PR #65, opened 2017-10-09
Use a back buffer for all status rendering eliminating all flickering.

barthouse:
We are still getting some flickering of the status window.  There are two sources of the flickering.  The first is due to the setting of a background brush in the status window class.  This cause the window to be filled with the background color when BeginPaint() is called.  Because there is a gap between the fill and the eventual rendering of the status text, the desktop compositor can catch the front buffer in this intermediate state and thus causing a flicker.  The second is once again small gaps between when text is filled with the background color and the text is rendered.  This gap is smaller and is within the DrawText call itself.  This can only be eliminated through the use of back buffer rendering.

■ **WORK TO COMPLETE**
Go through the data above and copy each line in which "flickering" appears.

■ **TASK SOLUTION**
Use a back buffer for all status rendering eliminating all flickering.
We are still getting some flickering of the status window.  There are two sources of the flickering.  The first is due to the setting of a background brush in the status window class.  This cause the window to be filled with the background color when BeginPaint() is called.  Because there is a gap between the fill and the eventual rendering of the status text, the desktop compositor can catch the front buffer in this intermediate state and thus causing a flicker.  The second is once again small gaps between when text is filled with the background color and the text is rendered.  This gap is smaller and is within the DrawText call itself.  This can only be eliminated through the use of back buffer rendering.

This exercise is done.